Top of DATASET EXCERPTS

PR #2948, opened 2024-09-23
bpf: allow all operations for syscall64 type

kkourt:
syscall64 type allows a bit to be set to distinguish between 32- and 64-bit syscalls. Currently, the only operators that work are InMap and NotInMap. This commit extends support for other operations as well: EQ, NEQ, MASK, GT, LT.

Using the MASK operator specifically, allows us to write policies for all 32-bit syscalls.

For example:

```yaml
kind: TracingPolicy
metadata:
  name: syscalls32bit
spec:
  tracepoints:
  - subsystem: raw_syscalls
    event: sys_enter
    args:
    - index: 4
      type: syscall64
    selectors:
    - matchArgs:
      - index: 0
        operator: Mask
        values:
        - "2147483648" # IS_32BIT
```

```release-note
bpf: support all operators (including Mask) for the syscall64 type
```

### DIFF
--- a/bpf/process/types/basic.h
+++ b/bpf/process/types/basic.h
@@ -1268,14 +1268,18 @@ FUNC_INLINE bool is_signed_type(int type)
 
 // filter on values provided in the selector itself
 FUNC_LOCAL long
-filter_64ty_selector_val(struct selector_arg_filter *filter, char *args)
+filter_64ty_selector_val(struct selector_arg_filter *filter, char *args, bool set32bit)
 {
 	__u64 *v = (__u64 *)&filter->value;
 	int i, j = 0;
+	__u64 b32 = 0;
+
+	if (set32bit)
+		b32 |= IS_32BIT;
 
 #pragma unroll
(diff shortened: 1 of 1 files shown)


olsajiri:
it feels like we expose the implementation detail of syscall64 for 32 bit syscalls,
which is perhaps fine unless we want to change it, which might never happen ;-)

also LT,GT,EQ would have to count on the values having the bit set on which seems tricky,
I guess it's ok unless we document it, which you didn't, so it's fine ;-)

olsajiri (approved):

kkourt:
> it feels like we expose the implementation detail of syscall64 for 32 bit syscalls, which is perhaps fine unless we want to change it, which might never happen ;-)
> 
> also LT,GT,EQ would have to count on the values having the bit set on which seems tricky, I guess it's ok unless we document it, which you didn't, so it's fine ;-)

Agreed. I'm not sure if we want to expose the implementation detail of syscall64 but this PR just introduces the mechanism. Once we figure out how we want to properly expose this to users, we can use it. Until then, we can use what is introduced here to experiment. Thanks!

PR #2949, opened 2024-09-24
Add support to exclude valid processes from dump processCache

tpapagian:
### Description

When running ./tetra dump processcache we can get all processes in the user-space process cache. Out of these, we can use --skip-zero-refcnt to exclude processes with refCnt equals to 0. These are processes that will be removed from the processCache soon.

Out of these processes with refCnt not equal to 0, most of them are nornal running processes that also exist in the execve_map.

This patch adds another command line option
--exclude-execve-map-processes that excludes processes that exist in the execve_map.

The remaining processes (if any) have possibly an error in the reference counting.

```release-note
Add --exclude-execve-map-processes in tetra dump processcache command.
```


mtardy (approved):
This is great! :) Thanks

PR #2952, opened 2024-09-25
tetragon: Factor grpc exec events test

olsajiri:
Replace sleeps with waiting that can be interrupted by event delivery in notifier.

Adding bigger timeout to prevent flakes on slow machines.

### DIFF
--- a/pkg/grpc/exec/exec_test_helper.go
+++ b/pkg/grpc/exec/exec_test_helper.go
@@ -59,7 +59,42 @@ var (
 )
 
 type DummyNotifier[EXEC notify.Message, EXIT notify.Message] struct {
-	t *testing.T
+	t  *testing.T
+	ch chan bool
+}
+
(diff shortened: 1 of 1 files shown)


pkg/grpc/exec/exec_test_helper.go
```diff
@@ -415,7 +451,7 @@ func GrpcExecOutOfOrder[EXEC notify.Message, EXIT notify.Message](t *testing.T)
 		AllEvents = append(AllEvents, e)
 	}
 
-	time.Sleep(time.Millisecond * time.Duration((option.Config.EventCacheNumRetries+4)*CacheTimerMs)) // wait for cache to do it's work
+	dn.WaitNotifier(4)
```
tpapagian, line 454: Small question: where does this argument (4) comes from? In other cases it seems to be 1 or 2. Why don't we have the same number of retries in all cases?

olsajiri: it's the number of events we expect from the notifier

tpapagian (approved):
LGTM, thanks!

willfindlay (approved):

Bottom of DATASET EXCERPTS

**WHAT IS BEING ASKED:** Reproduce every record above, word for word.

**FINISHED EXERCISE:**
PR #2948, opened 2024-09-23
bpf: allow all operations for syscall64 type

kkourt:
syscall64 type allows a bit to be set to distinguish between 32- and 64-bit syscalls. Currently, the only operators that work are InMap and NotInMap. This commit extends support for other operations as well: EQ, NEQ, MASK, GT, LT.

Using the MASK operator specifically, allows us to write policies for all 32-bit syscalls.

For example:

```yaml
kind: TracingPolicy
metadata:
  name: syscalls32bit
spec:
  tracepoints:
  - subsystem: raw_syscalls
    event: sys_enter
    args:
    - index: 4
      type: syscall64
    selectors:
    - matchArgs:
      - index: 0
        operator: Mask
        values:
        - "2147483648" # IS_32BIT
```

```release-note
bpf: support all operators (including Mask) for the syscall64 type
```

### DIFF
--- a/bpf/process/types/basic.h
+++ b/bpf/process/types/basic.h
@@ -1268,14 +1268,18 @@ FUNC_INLINE bool is_signed_type(int type)
 
 // filter on values provided in the selector itself
 FUNC_LOCAL long
-filter_64ty_selector_val(struct selector_arg_filter *filter, char *args)
+filter_64ty_selector_val(struct selector_arg_filter *filter, char *args, bool set32bit)
 {
 	__u64 *v = (__u64 *)&filter->value;
 	int i, j = 0;
+	__u64 b32 = 0;
+
+	if (set32bit)
+		b32 |= IS_32BIT;
 
 #pragma unroll
(diff shortened: 1 of 1 files shown)


olsajiri:
it feels like we expose the implementation detail of syscall64 for 32 bit syscalls,
which is perhaps fine unless we want to change it, which might never happen ;-)

also LT,GT,EQ would have to count on the values having the bit set on which seems tricky,
I guess it's ok unless we document it, which you didn't, so it's fine ;-)

olsajiri (approved):

kkourt:
> it feels like we expose the implementation detail of syscall64 for 32 bit syscalls, which is perhaps fine unless we want to change it, which might never happen ;-)
> 
> also LT,GT,EQ would have to count on the values having the bit set on which seems tricky, I guess it's ok unless we document it, which you didn't, so it's fine ;-)

Agreed. I'm not sure if we want to expose the implementation detail of syscall64 but this PR just introduces the mechanism. Once we figure out how we want to properly expose this to users, we can use it. Until then, we can use what is introduced here to experiment. Thanks!

PR #2949, opened 2024-09-24
Add support to exclude valid processes from dump processCache

tpapagian:
### Description

When running ./tetra dump processcache we can get all processes in the user-space process cache. Out of these, we can use --skip-zero-refcnt to exclude processes with refCnt equals to 0. These are processes that will be removed from the processCache soon.

Out of these processes with refCnt not equal to 0, most of them are nornal running processes that also exist in the execve_map.

This patch adds another command line option
--exclude-execve-map-processes that excludes processes that exist in the execve_map.

The remaining processes (if any) have possibly an error in the reference counting.

```release-note
Add --exclude-execve-map-processes in tetra dump processcache command.
```


mtardy (approved):
This is great! :) Thanks

PR #2952, opened 2024-09-25
tetragon: Factor grpc exec events test

olsajiri:
Replace sleeps with waiting that can be interrupted by event delivery in notifier.

Adding bigger timeout to prevent flakes on slow machines.

### DIFF
--- a/pkg/grpc/exec/exec_test_helper.go
+++ b/pkg/grpc/exec/exec_test_helper.go
@@ -59,7 +59,42 @@ var (
 )
 
 type DummyNotifier[EXEC notify.Message, EXIT notify.Message] struct {
-	t *testing.T
+	t  *testing.T
+	ch chan bool
+}
+
(diff shortened: 1 of 1 files shown)


pkg/grpc/exec/exec_test_helper.go
```diff
@@ -415,7 +451,7 @@ func GrpcExecOutOfOrder[EXEC notify.Message, EXIT notify.Message](t *testing.T)
 		AllEvents = append(AllEvents, e)
 	}
 
-	time.Sleep(time.Millisecond * time.Duration((option.Config.EventCacheNumRetries+4)*CacheTimerMs)) // wait for cache to do it's work
+	dn.WaitNotifier(4)
```
tpapagian, line 454: Small question: where does this argument (4) comes from? In other cases it seems to be 1 or 2. Why don't we have the same number of retries in all cases?

olsajiri: it's the number of events we expect from the notifier

tpapagian (approved):
LGTM, thanks!

willfindlay (approved):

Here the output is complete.